(Provided data)

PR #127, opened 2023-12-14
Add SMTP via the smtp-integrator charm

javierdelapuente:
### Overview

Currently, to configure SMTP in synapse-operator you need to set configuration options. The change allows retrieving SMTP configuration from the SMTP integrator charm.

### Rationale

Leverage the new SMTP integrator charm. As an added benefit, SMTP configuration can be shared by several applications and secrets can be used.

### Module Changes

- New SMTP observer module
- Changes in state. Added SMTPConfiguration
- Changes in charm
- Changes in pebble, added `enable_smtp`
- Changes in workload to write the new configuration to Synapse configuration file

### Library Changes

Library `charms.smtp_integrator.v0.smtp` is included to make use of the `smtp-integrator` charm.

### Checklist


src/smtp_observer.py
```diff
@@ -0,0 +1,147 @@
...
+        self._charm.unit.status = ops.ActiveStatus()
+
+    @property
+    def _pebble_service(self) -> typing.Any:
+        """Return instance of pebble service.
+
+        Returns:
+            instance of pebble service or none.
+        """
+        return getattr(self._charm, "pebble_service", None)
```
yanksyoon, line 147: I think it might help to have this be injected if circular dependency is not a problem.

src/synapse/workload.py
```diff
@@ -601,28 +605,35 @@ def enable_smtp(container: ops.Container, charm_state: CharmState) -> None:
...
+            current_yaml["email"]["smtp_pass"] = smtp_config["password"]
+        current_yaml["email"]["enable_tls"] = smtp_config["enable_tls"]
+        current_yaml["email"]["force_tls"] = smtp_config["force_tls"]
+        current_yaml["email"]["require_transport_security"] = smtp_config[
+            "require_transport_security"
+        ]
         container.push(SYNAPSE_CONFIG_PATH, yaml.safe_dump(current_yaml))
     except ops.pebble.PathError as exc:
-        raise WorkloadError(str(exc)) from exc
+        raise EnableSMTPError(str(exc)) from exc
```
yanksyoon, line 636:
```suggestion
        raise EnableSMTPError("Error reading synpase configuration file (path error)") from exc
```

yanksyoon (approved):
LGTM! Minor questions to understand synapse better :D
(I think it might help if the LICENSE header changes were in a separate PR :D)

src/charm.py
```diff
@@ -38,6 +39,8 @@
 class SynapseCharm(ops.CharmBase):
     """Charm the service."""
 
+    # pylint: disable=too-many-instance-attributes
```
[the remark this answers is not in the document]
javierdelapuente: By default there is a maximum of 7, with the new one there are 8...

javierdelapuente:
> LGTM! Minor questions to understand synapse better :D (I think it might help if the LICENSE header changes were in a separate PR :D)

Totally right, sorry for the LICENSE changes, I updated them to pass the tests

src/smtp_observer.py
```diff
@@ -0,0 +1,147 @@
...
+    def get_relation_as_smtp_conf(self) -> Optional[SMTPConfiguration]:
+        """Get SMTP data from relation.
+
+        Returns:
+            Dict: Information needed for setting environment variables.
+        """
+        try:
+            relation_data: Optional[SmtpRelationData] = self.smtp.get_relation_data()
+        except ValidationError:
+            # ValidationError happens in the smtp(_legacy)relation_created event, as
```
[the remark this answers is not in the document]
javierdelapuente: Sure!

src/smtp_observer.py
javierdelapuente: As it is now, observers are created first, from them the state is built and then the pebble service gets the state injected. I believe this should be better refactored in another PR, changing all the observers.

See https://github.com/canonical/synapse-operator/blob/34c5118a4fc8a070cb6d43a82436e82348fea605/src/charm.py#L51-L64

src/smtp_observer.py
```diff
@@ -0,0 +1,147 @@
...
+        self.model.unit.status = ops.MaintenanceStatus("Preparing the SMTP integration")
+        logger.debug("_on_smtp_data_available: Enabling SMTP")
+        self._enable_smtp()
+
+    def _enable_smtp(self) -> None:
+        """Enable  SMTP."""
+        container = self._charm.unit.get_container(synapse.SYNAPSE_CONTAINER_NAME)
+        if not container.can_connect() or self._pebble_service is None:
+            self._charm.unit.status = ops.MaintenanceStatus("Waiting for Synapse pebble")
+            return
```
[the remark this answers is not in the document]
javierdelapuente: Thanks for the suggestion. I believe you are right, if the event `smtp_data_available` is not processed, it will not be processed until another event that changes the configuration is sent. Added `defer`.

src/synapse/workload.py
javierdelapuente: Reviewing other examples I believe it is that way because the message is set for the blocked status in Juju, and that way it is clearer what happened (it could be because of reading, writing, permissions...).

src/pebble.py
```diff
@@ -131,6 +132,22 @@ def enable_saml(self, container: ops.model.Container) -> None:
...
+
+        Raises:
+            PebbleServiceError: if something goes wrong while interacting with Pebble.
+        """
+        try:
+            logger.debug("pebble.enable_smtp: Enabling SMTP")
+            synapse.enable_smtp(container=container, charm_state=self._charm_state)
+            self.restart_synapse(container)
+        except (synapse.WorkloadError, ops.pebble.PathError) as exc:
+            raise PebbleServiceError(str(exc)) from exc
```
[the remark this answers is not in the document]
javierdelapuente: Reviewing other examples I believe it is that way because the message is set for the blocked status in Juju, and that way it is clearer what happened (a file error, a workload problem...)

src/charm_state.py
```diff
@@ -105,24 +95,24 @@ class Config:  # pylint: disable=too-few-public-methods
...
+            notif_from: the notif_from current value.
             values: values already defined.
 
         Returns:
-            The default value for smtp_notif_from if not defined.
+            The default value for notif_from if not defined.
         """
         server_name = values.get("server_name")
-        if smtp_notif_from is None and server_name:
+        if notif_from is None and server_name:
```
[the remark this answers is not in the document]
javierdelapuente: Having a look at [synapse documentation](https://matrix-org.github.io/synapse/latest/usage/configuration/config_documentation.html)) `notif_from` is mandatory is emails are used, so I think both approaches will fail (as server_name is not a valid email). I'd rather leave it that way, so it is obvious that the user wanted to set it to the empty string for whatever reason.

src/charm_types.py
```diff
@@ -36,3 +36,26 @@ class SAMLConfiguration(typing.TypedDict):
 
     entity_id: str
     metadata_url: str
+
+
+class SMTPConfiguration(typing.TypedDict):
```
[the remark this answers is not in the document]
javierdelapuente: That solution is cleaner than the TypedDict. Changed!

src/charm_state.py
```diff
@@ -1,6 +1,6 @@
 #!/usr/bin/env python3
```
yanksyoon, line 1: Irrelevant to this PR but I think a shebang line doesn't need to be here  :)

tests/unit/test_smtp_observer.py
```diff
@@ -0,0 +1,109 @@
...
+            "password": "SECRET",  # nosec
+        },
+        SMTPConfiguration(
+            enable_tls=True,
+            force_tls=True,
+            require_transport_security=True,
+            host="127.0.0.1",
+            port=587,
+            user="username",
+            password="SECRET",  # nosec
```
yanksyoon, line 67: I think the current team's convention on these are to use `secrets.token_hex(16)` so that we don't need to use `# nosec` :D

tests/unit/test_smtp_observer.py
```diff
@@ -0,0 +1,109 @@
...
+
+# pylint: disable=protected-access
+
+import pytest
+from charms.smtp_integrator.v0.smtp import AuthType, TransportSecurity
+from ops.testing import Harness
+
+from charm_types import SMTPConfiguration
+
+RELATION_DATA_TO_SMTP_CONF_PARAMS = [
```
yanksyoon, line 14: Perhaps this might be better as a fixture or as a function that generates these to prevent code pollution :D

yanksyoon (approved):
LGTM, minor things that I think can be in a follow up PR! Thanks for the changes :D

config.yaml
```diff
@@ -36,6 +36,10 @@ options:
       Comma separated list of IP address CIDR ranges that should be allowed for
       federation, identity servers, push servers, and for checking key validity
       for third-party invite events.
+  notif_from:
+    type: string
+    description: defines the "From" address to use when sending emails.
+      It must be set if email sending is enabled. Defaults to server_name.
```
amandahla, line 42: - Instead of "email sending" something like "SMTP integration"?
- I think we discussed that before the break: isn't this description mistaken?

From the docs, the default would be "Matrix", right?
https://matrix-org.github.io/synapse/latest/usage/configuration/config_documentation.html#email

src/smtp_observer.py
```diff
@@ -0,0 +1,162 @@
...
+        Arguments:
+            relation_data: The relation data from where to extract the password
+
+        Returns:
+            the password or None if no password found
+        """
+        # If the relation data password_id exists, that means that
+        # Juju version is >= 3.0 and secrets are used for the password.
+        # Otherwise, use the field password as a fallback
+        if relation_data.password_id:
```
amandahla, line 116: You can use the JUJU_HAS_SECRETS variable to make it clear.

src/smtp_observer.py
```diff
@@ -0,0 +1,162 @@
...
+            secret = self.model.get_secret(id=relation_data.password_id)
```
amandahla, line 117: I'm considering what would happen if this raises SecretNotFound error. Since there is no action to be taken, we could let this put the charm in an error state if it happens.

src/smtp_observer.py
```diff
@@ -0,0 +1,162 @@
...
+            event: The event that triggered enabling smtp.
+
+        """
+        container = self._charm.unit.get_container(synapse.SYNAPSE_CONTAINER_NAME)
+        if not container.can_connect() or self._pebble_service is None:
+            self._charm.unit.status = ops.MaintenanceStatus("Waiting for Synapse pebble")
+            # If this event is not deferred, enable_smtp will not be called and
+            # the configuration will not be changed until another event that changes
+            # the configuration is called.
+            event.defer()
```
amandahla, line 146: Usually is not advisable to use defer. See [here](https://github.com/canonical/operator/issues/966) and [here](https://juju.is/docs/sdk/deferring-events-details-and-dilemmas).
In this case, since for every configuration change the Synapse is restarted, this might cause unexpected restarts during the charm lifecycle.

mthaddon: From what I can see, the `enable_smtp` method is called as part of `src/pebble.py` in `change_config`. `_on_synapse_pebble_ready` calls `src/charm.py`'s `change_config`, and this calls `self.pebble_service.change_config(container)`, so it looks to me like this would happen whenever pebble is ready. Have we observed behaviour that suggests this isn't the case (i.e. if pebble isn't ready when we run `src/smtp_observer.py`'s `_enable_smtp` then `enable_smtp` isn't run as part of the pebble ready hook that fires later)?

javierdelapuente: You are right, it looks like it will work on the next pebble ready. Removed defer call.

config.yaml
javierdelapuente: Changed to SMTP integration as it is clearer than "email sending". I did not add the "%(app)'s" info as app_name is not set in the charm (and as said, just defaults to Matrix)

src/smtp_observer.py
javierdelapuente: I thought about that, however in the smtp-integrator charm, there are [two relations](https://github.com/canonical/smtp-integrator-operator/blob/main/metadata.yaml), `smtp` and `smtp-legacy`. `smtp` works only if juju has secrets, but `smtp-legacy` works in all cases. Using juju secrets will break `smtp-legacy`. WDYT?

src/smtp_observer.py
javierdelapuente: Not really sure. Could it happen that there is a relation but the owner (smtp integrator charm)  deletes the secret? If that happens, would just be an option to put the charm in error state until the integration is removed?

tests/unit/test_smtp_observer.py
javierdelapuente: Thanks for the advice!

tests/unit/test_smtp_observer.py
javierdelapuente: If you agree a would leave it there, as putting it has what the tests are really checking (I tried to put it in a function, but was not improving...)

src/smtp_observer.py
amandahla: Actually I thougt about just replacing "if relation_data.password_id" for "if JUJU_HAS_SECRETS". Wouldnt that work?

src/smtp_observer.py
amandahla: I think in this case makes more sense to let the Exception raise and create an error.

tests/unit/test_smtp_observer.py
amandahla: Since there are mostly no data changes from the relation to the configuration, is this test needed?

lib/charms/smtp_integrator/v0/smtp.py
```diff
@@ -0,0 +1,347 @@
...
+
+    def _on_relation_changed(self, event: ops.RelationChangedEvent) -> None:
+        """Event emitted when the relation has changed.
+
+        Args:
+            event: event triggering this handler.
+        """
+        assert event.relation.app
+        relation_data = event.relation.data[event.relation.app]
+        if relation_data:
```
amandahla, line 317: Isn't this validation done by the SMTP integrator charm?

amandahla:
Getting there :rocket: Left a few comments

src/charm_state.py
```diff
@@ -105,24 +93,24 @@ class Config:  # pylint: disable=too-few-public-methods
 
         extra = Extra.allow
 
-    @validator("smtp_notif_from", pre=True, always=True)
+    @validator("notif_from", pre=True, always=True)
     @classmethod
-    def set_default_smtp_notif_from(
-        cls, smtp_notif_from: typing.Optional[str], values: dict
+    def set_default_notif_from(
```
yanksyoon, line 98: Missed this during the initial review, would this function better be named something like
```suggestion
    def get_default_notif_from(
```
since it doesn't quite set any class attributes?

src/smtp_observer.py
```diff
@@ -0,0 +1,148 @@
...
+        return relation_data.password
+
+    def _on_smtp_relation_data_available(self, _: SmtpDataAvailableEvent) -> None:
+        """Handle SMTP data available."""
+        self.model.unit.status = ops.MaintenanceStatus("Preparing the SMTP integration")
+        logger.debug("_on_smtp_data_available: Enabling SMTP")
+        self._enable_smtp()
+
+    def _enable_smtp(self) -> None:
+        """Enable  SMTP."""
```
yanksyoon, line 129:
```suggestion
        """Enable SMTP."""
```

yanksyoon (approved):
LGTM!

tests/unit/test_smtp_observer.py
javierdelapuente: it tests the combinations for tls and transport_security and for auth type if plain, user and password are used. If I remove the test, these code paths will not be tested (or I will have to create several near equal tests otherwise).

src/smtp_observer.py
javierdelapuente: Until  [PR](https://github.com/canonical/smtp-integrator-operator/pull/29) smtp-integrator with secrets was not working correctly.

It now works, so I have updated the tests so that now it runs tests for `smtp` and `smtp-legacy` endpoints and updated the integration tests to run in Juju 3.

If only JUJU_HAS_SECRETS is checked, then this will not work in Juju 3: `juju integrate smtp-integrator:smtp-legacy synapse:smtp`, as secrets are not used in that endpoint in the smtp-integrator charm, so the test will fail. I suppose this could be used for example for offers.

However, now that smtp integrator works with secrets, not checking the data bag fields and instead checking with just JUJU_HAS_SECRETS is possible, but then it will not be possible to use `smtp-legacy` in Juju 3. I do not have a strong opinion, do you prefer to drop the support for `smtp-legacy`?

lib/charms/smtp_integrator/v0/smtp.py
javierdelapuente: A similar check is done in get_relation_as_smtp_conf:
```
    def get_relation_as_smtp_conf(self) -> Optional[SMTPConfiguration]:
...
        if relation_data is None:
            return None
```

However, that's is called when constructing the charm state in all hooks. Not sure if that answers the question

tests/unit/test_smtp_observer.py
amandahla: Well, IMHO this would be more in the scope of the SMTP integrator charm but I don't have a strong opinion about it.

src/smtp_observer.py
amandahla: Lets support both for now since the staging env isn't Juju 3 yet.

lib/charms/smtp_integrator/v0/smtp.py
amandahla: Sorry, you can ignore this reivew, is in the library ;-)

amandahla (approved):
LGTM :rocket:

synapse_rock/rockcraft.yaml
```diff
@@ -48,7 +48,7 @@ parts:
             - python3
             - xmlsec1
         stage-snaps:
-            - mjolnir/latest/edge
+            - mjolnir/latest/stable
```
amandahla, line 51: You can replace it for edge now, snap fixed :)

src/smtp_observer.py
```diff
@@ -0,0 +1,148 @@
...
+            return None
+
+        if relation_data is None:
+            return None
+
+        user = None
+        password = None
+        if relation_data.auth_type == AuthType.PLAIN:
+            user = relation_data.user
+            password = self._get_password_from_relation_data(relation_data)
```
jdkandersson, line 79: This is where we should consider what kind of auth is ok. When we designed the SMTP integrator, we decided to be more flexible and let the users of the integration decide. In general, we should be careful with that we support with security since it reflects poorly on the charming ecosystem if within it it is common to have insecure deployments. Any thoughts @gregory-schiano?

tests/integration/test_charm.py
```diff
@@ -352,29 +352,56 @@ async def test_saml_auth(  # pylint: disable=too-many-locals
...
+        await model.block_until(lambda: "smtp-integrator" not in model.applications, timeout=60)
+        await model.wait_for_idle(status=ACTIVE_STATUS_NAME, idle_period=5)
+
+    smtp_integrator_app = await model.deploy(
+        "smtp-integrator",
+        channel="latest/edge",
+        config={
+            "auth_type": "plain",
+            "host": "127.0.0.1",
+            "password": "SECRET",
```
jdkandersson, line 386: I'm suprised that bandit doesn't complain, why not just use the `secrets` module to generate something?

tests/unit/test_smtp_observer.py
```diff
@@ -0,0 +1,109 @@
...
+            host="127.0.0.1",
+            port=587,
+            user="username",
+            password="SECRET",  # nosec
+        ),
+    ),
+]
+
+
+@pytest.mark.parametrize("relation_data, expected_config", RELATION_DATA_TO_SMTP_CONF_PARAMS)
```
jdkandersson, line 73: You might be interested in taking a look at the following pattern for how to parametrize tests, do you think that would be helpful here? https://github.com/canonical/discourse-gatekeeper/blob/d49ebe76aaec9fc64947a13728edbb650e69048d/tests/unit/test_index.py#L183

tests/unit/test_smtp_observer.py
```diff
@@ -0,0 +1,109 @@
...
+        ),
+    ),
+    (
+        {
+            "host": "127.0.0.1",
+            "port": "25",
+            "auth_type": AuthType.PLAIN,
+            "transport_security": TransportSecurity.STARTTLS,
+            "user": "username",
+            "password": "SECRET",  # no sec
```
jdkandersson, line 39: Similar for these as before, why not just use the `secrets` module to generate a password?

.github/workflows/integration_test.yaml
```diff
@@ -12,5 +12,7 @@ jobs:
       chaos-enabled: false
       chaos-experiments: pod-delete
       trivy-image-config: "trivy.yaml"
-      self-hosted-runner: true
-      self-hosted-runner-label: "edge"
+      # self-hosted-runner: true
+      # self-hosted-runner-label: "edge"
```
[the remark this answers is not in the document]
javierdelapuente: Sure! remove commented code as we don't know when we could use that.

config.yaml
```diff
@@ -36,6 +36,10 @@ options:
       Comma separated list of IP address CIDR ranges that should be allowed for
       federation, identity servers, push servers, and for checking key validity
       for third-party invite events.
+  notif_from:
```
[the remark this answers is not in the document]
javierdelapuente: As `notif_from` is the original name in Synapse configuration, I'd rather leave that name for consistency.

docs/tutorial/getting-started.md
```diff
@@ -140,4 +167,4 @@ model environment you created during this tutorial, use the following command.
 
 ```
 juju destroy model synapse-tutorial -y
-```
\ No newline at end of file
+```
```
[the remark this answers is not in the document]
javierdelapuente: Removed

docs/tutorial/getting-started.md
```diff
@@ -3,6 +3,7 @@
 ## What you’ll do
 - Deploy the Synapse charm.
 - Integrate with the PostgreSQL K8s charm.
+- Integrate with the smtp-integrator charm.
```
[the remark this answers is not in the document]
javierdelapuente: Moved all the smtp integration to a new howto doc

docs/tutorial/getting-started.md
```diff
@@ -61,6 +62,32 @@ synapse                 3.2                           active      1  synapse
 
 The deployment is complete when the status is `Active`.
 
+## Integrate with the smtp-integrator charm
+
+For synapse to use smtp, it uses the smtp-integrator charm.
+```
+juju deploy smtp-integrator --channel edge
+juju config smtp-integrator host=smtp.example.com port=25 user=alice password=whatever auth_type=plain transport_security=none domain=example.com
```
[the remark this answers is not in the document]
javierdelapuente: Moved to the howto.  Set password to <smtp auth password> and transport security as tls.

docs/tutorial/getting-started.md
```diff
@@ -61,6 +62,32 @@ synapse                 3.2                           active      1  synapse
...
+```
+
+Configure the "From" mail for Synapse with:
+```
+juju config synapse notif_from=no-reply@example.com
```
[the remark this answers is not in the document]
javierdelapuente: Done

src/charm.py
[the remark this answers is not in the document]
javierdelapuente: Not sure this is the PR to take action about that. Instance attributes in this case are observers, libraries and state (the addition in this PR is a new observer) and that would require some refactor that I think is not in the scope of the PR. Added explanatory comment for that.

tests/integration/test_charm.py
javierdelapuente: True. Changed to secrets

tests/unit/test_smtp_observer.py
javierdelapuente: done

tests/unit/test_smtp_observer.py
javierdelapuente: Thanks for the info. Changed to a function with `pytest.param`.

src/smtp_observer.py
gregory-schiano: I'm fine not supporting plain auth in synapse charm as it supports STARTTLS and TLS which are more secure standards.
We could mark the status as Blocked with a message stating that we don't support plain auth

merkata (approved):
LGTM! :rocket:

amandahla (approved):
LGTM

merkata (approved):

(End Provided data)

Problem to solve: Copy out each line carrying the string "were" from the data.

Solution below:
(I think it might help if the LICENSE header changes were in a separate PR :D)
> LGTM! Minor questions to understand synapse better :D (I think it might help if the LICENSE header changes were in a separate PR :D)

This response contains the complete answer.